_BRIEF_
From the entries that follow, list every line in which the string "information" appears.

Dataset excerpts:
PR #1894, opened 2022-04-04
[Feature Branch] Enable SwiftLint

adamrushy:
### 🔗 Issue Link
https://stream-io.atlassian.net/browse/CIS-1629

### 🎯 Goal

The goal of this PR is to enable SwiftLint to our project _again_. This is WIP and is the main feature branch as we start fixing/agreeing on the rules to bring forward.

### 🛠 Implementation

The main implementation here is to add the SwiftLint script and the rules we had previously.

### 🎨 UI Changes

N/A

### 🧪 Testing

You'll need to install SwiftLint first but then CMD + B ;]

### ☑️ Contributor Checklist


StreamChat.xcodeproj/project.pbxproj
```diff
@@ -8309,6 +8310,24 @@
...
+			);
+			name = SwiftLint;
+			outputFileListPaths = (
+			);
+			outputPaths = (
+			);
+			runOnlyForDeploymentPostprocessing = 0;
+			shellPath = /bin/sh;
+			shellScript = "export PATH=\"$PATH:/opt/homebrew/bin\"\nif which swiftlint > /dev/null; then\n  swiftlint\nelse\n  echo \"warning: SwiftLint not installed, download from https://github.com/realm/SwiftLint\"\nfi\n";
+		};
```
evsaev, line 8330: Having the phase in DemoApp means that when compiling just LLC or UI rule violations won't be highlighted. It's fine for now since we don't have another place where linting for both SDKs can happen but let's keep an eye on it and maybe have a tech discussion point. Linting SDKs separately is what we might finally end up with.

evsaev (commented):
Well done @adamrushy 💪 2 things caught my eye: excluded files and enabling/disabling colon rule around type declarations. Will LGTM once discussed/resolved

StreamChat.xcodeproj/project.pbxproj
adamrushy: Yeah, I agree on this @evsaev and it's a very good point

.swiftlint.yml
```diff
@@ -0,0 +1,88 @@
...
+  - Tests
+  - Sources/StreamChatUI/Deprecations.swift
+  - Sources/StreamChatUI/**/**/AttachmentViewCatalog.swift
+  - Sources/StreamChat/Controllers/DataController.swift
+
+disabled_rules:
+  - large_tuple
+  - multiple_closures_with_trailing_closure
+  - todo
+  - function_parameter_count
```
nuno-vieira, line 21: We actually violate a lot this rule in our project, and I think we shouldn't. We should try and extract parameters to structs, to avoid this, and sometimes it is actually a code smell if you have a function with many arguments. Ideally, we would disallow this rule in the places we can't break it right now, but for future functions, we would be mindful when doing this. But maybe this is spread across the codebase right now?

.swiftlint.yml
```diff
@@ -0,0 +1,88 @@
...
+  - force_cast
+  - force_try
```
nuno-vieira, line 23: Why are we disabling these ones? 🤔

Sources/StreamChatUI/ChatChannel/ChatChannelHeaderView.swift
```diff
@@ -5,11 +5,15 @@
...
 import UIKit
 
+// swiftlint:disable colon
+
 /// The view that displays channel information on the message list header
 open class ChatChannelHeaderView:
     _View,
     ThemeProvider,
     ChatChannelControllerDelegate {
+    // swiftlint:enable colon
```
nuno-vieira, line 15: I think this rule is actually better if we fix it like this: Otherwise, we will have this disabled rule all over the place. WDYT?
```suggestion
/// The view that displays channel information on the message list header
open class ChatChannelHeaderView: _View,
    ThemeProvider,
    ChatChannelControllerDelegate {
```

.swiftlint.yml
adamrushy: Yeah, so the ones which are widespread I was thinking to ignore and create a new ticket to cover those rules specifically?

Sources/StreamChatUI/ChatChannel/ChatChannelHeaderView.swift
adamrushy: Yep, great suggestion - I have pushed this change-up :]

.swiftlint.yml
adamrushy: As mentioned above, this is also widespread - my thinking is to get this covered in a new ticket, just otherwise this PR will become huge WDYT?

StreamChatUITestsAppUITests/MockServer/MessageDetails.swift
```diff
@@ -0,0 +1,47 @@
+//
+// Copyright © 2022 Stream.io Inc. All rights reserved.
+//
+
+@testable import StreamChat
+import XCTest
+
+extension StreamMockServer {
+    
+    func saveMessageDetails(
```
alteral, line 10: Not sure what's going on here, but I think this file (`MessageDetails.swift`) is out of date. I can't even find it in the source code. `MessageList.swift` is the right one.

StreamChatUITestsAppUITests/MockServer/MessagingResponses.swift
```diff
@@ -0,0 +1,95 @@
+//
+// Copyright © 2022 Stream.io Inc. All rights reserved.
+//
+
+@testable import StreamChat
+import Swifter
+
+extension StreamMockServer {
+    
+    func configureMessagingEndpoints() {
```
alteral, line 10: Same here with `MessagingResponses.swift`, this file is out of date. No trace in the source code. `MessageResponses.swift` is the right one.

alteral (changes requested):
Nicely done, @adamrushy 🚀
I have just a couple of comments about MockServer.

.swiftlint.yml
nuno-vieira: Makes sense 🙂

.swiftlint.yml
nuno-vieira: For now, would be nice to just ignore them, and if we think it is necessary we can create tickets in the future for this case 👍

StreamChatUITestsAppUITests/MockServer/MessagingResponses.swift
adamrushy: Yeah, I can't see this either in my Xcode, it's the correct version

StreamChatUITestsAppUITests/Pages/MessageListPage.swift
```diff
@@ -5,7 +5,7 @@
 import Foundation
 import XCTest
 
-class MessageListPage {
+enum MessageListPage {
```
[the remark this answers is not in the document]
adamrushy: Okay, I have ignored this rule and pushed up :]

nuno-vieira (approved):

StreamChatUITestsAppUITests/MockServer/MessagingResponses.swift
alteral: Seems like, for some reason, your PR brings these files back, but without reference in Xcode. Could you please manually remove `StreamChatUITestsAppUITests/MockServer/MessagingResponses.swift` and `StreamChatUITestsAppUITests/MockServer/MessageDetails.swift` in Finder?

bielikb (approved):
Ship it!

_TASK SOLUTION_
 /// The view that displays channel information on the message list header
/// The view that displays channel information on the message list header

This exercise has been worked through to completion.